▶ [WHAT THE TASK ASKS]:
What is needed is an exact retyping of the records below, from the first line through the line that contains "for comp_name, val".

Saved entries
PR #125, opened 2022-09-07
Call a model from another model and use it as a node

jzuhone:
## Description

This PR provides a new class that calls a separate xija model from another model and returns the temperature data as a node, which then can be used as any other component. 

Still need to provide a docstring and some tests, this is just here to start discussion and review.

### Unit tests

- [ ] No unit tests
- [ ] Mac
- [ ] Linux
- [ ] Windows

- [ ] [PLATFORM]:

### Functional tests

No functional testing.

### DIFF
--- a/xija/component/base.py
+++ b/xija/component/base.py
@@ -338,19 +338,29 @@ class Node(TelemData):
             ax.autoscale()
 
 
-class ModeledData(ModelComponent):
-    def __init__(self, model, name, modeled_msid, model_spec):
+class ModeledData(TelemData):
+    def __init__(self, model, name, modeled_msid, model_spec=None,
+                 set_data_vals=None):
         from xija.model import XijaModel
-        super().__init__(model)
+        from xija.get_model_spec import get_xija_model_spec
+        super().__init__(model, modeled_msid)
         self.modeled_msid = modeled_msid
+        if model_spec is None:
+            model_spec = get_xija_model_spec(name)[0]
         self.model2 = XijaModel(name, start=self.model.datestart,
                                 stop=self.model.datestop,
                                 model_spec=model_spec)
+        if set_data_vals is not None:
+            for comp_name, val in set_data_vals.items():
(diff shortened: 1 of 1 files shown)


taldcroft:
Awesome! One thing that might be good is a `version` parameter to specify the version of the model. I suppose most of the time you want to the latest release (which is the default) but for testing it would be good to be able to pin it.

I've been scratching my head for a few minutes and writing down, then deleting ideas, about how to make this fit in more easily with the existing structure that MATLAB and other Python tools use for initializing models. Basically there is no precedent for nested/embedded components, so I'm a bit worried about this requiring substantial upstream changes to use.

Maybe this model itself is OK and all that needs work is the HRC model to use this new model in a way that is consistent with existing APIs. So perhaps this PR needs a companion demonstration HRC model that "just works" in xija_gui_fit. At first glance that would mean that ACIS components like `ccd_count` or `clocking` would be treated as formal parameters of the HRC model but would get passed through to the embedded DPA model. Maybe the HRC model `comp` could be a property that does this delgation for the right components? Just thinking out loud.

I'm also curious if this serializes to JSON and Python properly.

jzuhone:
@taldcroft Here's a working example in `xija_gui_fit` for the HRC model Dan passed to me:

image

Note the presence of the 1DPAMZT model data. Histogram:

image

Here is the JSON file you need for this:

https://gist.github.com/jzuhone/f34f60a1f3f6052c5a4ce900a6148b7c

taldcroft:
@jzuhone - unfortunately I'm no longer able to run xija_gui_fit, see #126.

jzuhone:
@taldcroft I have a fix for this incoming.

taldcroft:
Hum, just noticed it works fine for an old DPA model, so maybe it is particular to this spec file?

jzuhone:
I rebased this on top of the merged #127

jzuhone:
Closing this because we decided not to use it.

PR #128, opened 2022-09-23
create a generic solar heating class which is SIM-Z dependent

jzuhone:
## Description

The `AcisPsmcSolarHeat` class provides separate sets of pitch bins for various ranges of SIM-Z position. 
This PR refactors that class into a new class, `SimZDepSolarHeat`, and then subclasses `AcisPsmcSolarHeat` and `HrcCeaSolarHeat`, which supply their own SIM-Z ranges. 

## Interface impacts

The `AcisPsmcSolarHeat` class should be completely unaffected, but will test. 

### Unit tests

- [ ] No unit tests
- [ ] Mac
- [ ] Linux
- [ ] Windows

- [ ] [PLATFORM]:

### Functional tests

Will test outputs of existing PSMC model against this, should be identical.

### DIFF
--- a/xija/component/heat.py
+++ b/xija/component/heat.py
@@ -768,13 +768,13 @@ class DetectorHousingHeater(TelemData):
     def __str__(self):
         return 'dh_heater'
 
-
-class AcisPsmcSolarHeat(PrecomputedHeatPower):
-    """Solar heating of PSMC box.  This is dependent on SIM-Z"""
-    def __init__(self, model, node, pitch_comp='pitch', simz_comp='sim_z',
-                 dh_heater_comp='dh_heater', P_pitches=None,
-                 P_vals=None, dPs=None, var_func='linear',
-                 tau=1732.0, ampl=0.05, epoch='2013:001:12:00:00', dh_heater=0.05):
+class SimZDepSolarHeat(PrecomputedHeatPower):
+    """SIM-Z dependent solar heating"""
+    def __init__(self, model, node, simz_lims, instr_names, 
+                 pitch_comp='pitch', simz_comp='sim_z', 
+                 dh_heater_comp='dh_heater', P_pitches=None, P_vals=None, 
+                 dPs=None, var_func='linear', tau=1732.0, ampl=0.05, 
+                 epoch='2013:001:12:00:00', dh_heater=0.05):
         ModelComponent.__init__(self, model)
         self.n_mvals = 1
         self.node = self.model.get_comp(node)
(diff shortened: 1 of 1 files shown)


jzuhone:
@taldcroft @matthewdahmer @drxre check this out, still need to test it

xija/component/heat.py
```diff
@@ -869,18 +866,60 @@ def plot_solar_heat__pitch(self, fig, ax):
...
+    """Solar heating of PSMC box.  This is dependent on SIM-Z"""
+    def __init__(self, model, node, pitch_comp='pitch', simz_comp='sim_z',
+                 dh_heater_comp='dh_heater', P_pitches=None,
+                 P_vals=None, dPs=None, var_func='linear',
+                 tau=1732.0, ampl=0.05, epoch='2013:001:12:00:00', dh_heater=0.05):
+        simz_lims = [[-400000.0, -85000.0],  # HRC-S
+                     [-85000.0, 0.0],        # HRC-I
+                     [0.0, 83000.0],         # ACIS-S
+                     [83000.0, 400000.0]]    # ACIS-I
+        instr_names = ['hrcs', 'hrci', 'aciss', 'acisi']
```
taldcroft, line 892: What about making these class attributes (and maybe immutable tuples as well). Then the subclasses have only changes to the class attributes and the `__str__` but no `__init__`. The base class `SimZDepSolarHeat` would have those attributes set to `None` which means that this is not directly usable as a model component.

Otherwise this looks great at first glance, definitely a good idea.

xija/component/heat.py
```diff
@@ -869,18 +866,60 @@ def plot_solar_heat__pitch(self, fig, ax):
...
+                         pitch_comp=pitch_comp, simz_comp=simz_comp, 
+                         dh_heater_comp=dh_heater_comp, P_pitches=P_pitches,
+                         P_vals=P_vals, dPs=dPs, var_func=var_func, tau=tau,
+                         ampl=ampl, epoch=epoch, dh_heater=dh_heater)
+
     def __str__(self):
         return 'psmc_solarheat__{0}'.format(self.node)
 
 
+class HrcCeaSolarHeat(SimZDepSolarHeat):
```
taldcroft, line 903: In the spirit of component re-usability, maybe this should be given a more generic name? `SimZDepHrcISAcisSolarHeat` or whatever.

xija/component/heat.py
jzuhone: I agree

jzuhone:
Tests pass

xija/component/heat.py
```diff
@@ -869,7 +874,8 @@ def plot_solar_heat__pitch(self, fig, ax):
                 lines[i].set_data(self.P_pitches, P_vals[instr_name])
                 # lines[i * 2 + 1].set_data(self.P_pitches, P_vals[instr_name], '-b')
         else:
-            for instr_name, color in zip(self.instr_names, colors):
+            for i, instr_name in enumerate(self.instr_names):
+                color = colors[i]
```
taldcroft, line 878: Why this change?

taldcroft (commented):
Looks good with just one question. The only other thing this needs is a functional or unit test of having different numbers of P and dP pitch bins. I think the existing testing doesn't cover that case.

xija/component/heat.py
jzuhone: Done

xija/component/heat.py
jzuhone: Originally the number of colors was equal to the number of SIM-Z position ranges, which was 4. This allows it to be any number >= 2, but if we wanted it to be larger than 4 we'd need to make the `color` list longer.

jzuhone:
@taldcroft I agree re: testing--I have a working model for the ACIS FP using one of the new classes with fewer dP than P--if you want I can show the results somehow.

jzuhone:
This is ready to go.

xija/component/heat.py
taldcroft: `zip` will stop when the smallest list finishes, so the original was fine. To be really correct here you could do:
```
zip(self.instr_names, itertools.cycle(colors))
```

taldcroft (commented):
Post-merge review.

For the record can you state the testing for [bddaa56](https://github.com/sot/xija/pull/128/commits/bddaa56b272c88c9d9c5cee70ecf3b21d645ca29)? I saw something on slack but not sure.

taldcroft:
@jzuhone - FYI my 👍 was just acknowledging that this is ready for review so the merge was a little premature, but OK. I just changed the master branch protection rules to require a review for merge. 😺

▶ [RESPONSE BOX]:
PR #125, opened 2022-09-07
Call a model from another model and use it as a node

jzuhone:
## Description

This PR provides a new class that calls a separate xija model from another model and returns the temperature data as a node, which then can be used as any other component. 

Still need to provide a docstring and some tests, this is just here to start discussion and review.

### Unit tests

- [ ] No unit tests
- [ ] Mac
- [ ] Linux
- [ ] Windows

- [ ] [PLATFORM]:

### Functional tests

No functional testing.

### DIFF
--- a/xija/component/base.py
+++ b/xija/component/base.py
@@ -338,19 +338,29 @@ class Node(TelemData):
             ax.autoscale()
 
 
-class ModeledData(ModelComponent):
-    def __init__(self, model, name, modeled_msid, model_spec):
+class ModeledData(TelemData):
+    def __init__(self, model, name, modeled_msid, model_spec=None,
+                 set_data_vals=None):
         from xija.model import XijaModel
-        super().__init__(model)
+        from xija.get_model_spec import get_xija_model_spec
+        super().__init__(model, modeled_msid)
         self.modeled_msid = modeled_msid
+        if model_spec is None:
+            model_spec = get_xija_model_spec(name)[0]
         self.model2 = XijaModel(name, start=self.model.datestart,
                                 stop=self.model.datestop,
                                 model_spec=model_spec)
+        if set_data_vals is not None:
+            for comp_name, val in set_data_vals.items():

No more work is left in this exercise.